[Dataset entries]
PR #5547, opened 2025-08-04
[MAINT] fix some circular import issues

Remi-Gau:
- Closes none

- PR stacked on (and blocked by) #5538
- moves some function to avoid some architectural issues
  - replace `make_stat_maps` function with a `_make_stat_maps` method for FirstLevelModel and SecondLevelModel 
  - move tag related function from `nilearn._utils.estimator_checks` to `nilearn._utils.tags`
  - move `create_cosine_drift` to `nilearn.signal`
  - move save_figure_if_needed

### DIFF
--- a/nilearn/plotting/_utils.py
+++ b/nilearn/plotting/_utils.py
@@ -17,24 +17,46 @@ def engine_warning(engine):
     warn(message, stacklevel=find_stack_level())
 
 
-def get_cbar_ticks(vmin, vmax, offset, n_ticks=5):
-    """Help for BaseSlicer."""
+def get_cbar_ticks(vmin, vmax, threshold=None, n_ticks=5):
+    """Return an array of evenly spaced ``n_ticks`` tick values to be used for
+    the colorbar.
+
+    Parameters
+    ----------
+    vmin: :obj:`float`
+        minimum value for the colorbar
+    vmax: :obj:`float`
+        maximum value for the colorbar
+    threshold: :obj:`float`, :obj:`int` or None
+        if threshold is not None, ``-threshold`` and ``threshold`` values are
+    replaced with the closest tick values
+    n_ticks: :obj:`int`
+        number of tick values to return
+
+    Returns
+    -------
+    :class:`~numpy.ndarray`
+        an array with ``n_ticks`` elements if ``vmin`` != ``vmax``, else array
+        with one element.
+    """
     # edge case where the data has a single value yields
     # a cryptic matplotlib error message when trying to plot the color bar
     if vmin == vmax:
         return np.linspace(vmin, vmax, 1)
 
     # edge case where the data has all negative values but vmax is exactly 0
+    vmax_temp = vmax
     if vmax == 0:
-        vmax += np.finfo(np.float32).eps
+        vmax_temp = np.finfo(np.float32).eps
+
+    ticks = np.linspace(vmin, vmax, n_ticks)
 
     # If a threshold is specified, we want two of the tick
     # to correspond to -threshold and +threshold on the colorbar.
     # If the threshold is very small compared to vmax,
     # we use a simple linspace as the result would be very difficult to see.
-    ticks = np.linspace(vmin, vmax, n_ticks)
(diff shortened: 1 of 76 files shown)


Remi-Gau:
For :

```
pydeps nilearn -v --only nilearn --max-module-depth 2 --exclude-exact nilearn.conftest nilearn.tests nilearn.input_data
```

## Before

nilearn


## After

nilearn_after

after.jpg
Remi-Gau, line 1: remove the figures

nilearn/image/resampling.py
```diff
@@ -451,8 +451,6 @@ def resample_img(
     homogeneous.
 
     """
-    from .image import new_img_like  # avoid circular imports
```
Remi-Gau, line 454: can be safely hoisted

nilearn/plotting/_utils.py
```diff
@@ -19,42 +17,6 @@ def engine_warning(engine):
     warn(message, stacklevel=find_stack_level())
 
 
-def save_figure_if_needed(fig, output_file):
```
Remi-Gau, line 22: moved to _sliers.py

bthirion (commented):
LGTM.

Remi-Gau:
@hndgzkn 
this should fix a few circular import: can you give me a review when you have time?

pyproject.toml
```diff
@@ -127,18 +127,32 @@ root_package = "nilearn"
...
+    "nilearn.plotting.matrix.* -> nilearn.glm.**"
 ]
+# 1. glm, decoding, connectome, decomposition:
+# - cannot import from each other
+# - but can import from any lower layers
+# 2. mass_univariate:
+# - can import from any lower layers
+# 3. maskers, image, surface, plotting, masking:
+# - can import from each other
+# - can import from any liwer layers
```
hndgzkn:
```suggestion
# - can import from any lower layers
```

nilearn/plotting/_utils.py
hndgzkn: I guess you moved this to avoid importing `BaseSlicer`.

I would suggest to keep it here, as `image`, `surface`, `displays`, `matrix` subpackages of `nilearn.plotting` import this function. 

A solution might be to provide the convenient input where it is called.

nilearn/_utils/glm.py
```diff
@@ -134,59 +136,48 @@ def coerce_to_dict(input_arg):
     return input_arg
 
 
-def make_stat_maps(
-    model, contrasts, output_type="z_score", first_level_contrast=None
-):
-    """Given a model and contrasts, return the corresponding z-maps.
+def create_cosine_drift(high_pass, frame_times):
```
hndgzkn: Just as an idea: Could it be relevant to put this in `nilearn.signal`, and allow a dependency from `glm` to `signal` (For the defined architecture, it is already allowed)? As far as I understand, this is not something that would be used across many packages.

hndgzkn (approved):
Some suggestions, otherwise LGTM.

nilearn/_utils/glm.py
Remi-Gau: let me double check but I think that it makes sense indeed

nilearn/plotting/_utils.py
Remi-Gau: just to be clear: do you suggest I mostly revert commit de06f1abb1d56e41b19284b0c4faf03d4a61691f

hndgzkn: Yes. And instead call `save_figure_if_needed` with `fig.figure` where necessary. Then we won't need to import  `BaseSlicer` if I am not mistaken.

nilearn/_utils/glm.py
Remi-Gau: done

nilearn/plotting/_utils.py
Remi-Gau: there is no easy way for me to find where to do that without some type annotations so I think I will leave it here for now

→ Action item
All lines with the word "think" are needed; pull them from the entries and copy each.

→ Result of this exercise
Remi-Gau: let me double check but I think that it makes sense indeed
Remi-Gau: there is no easy way for me to find where to do that without some type annotations so I think I will leave it here for now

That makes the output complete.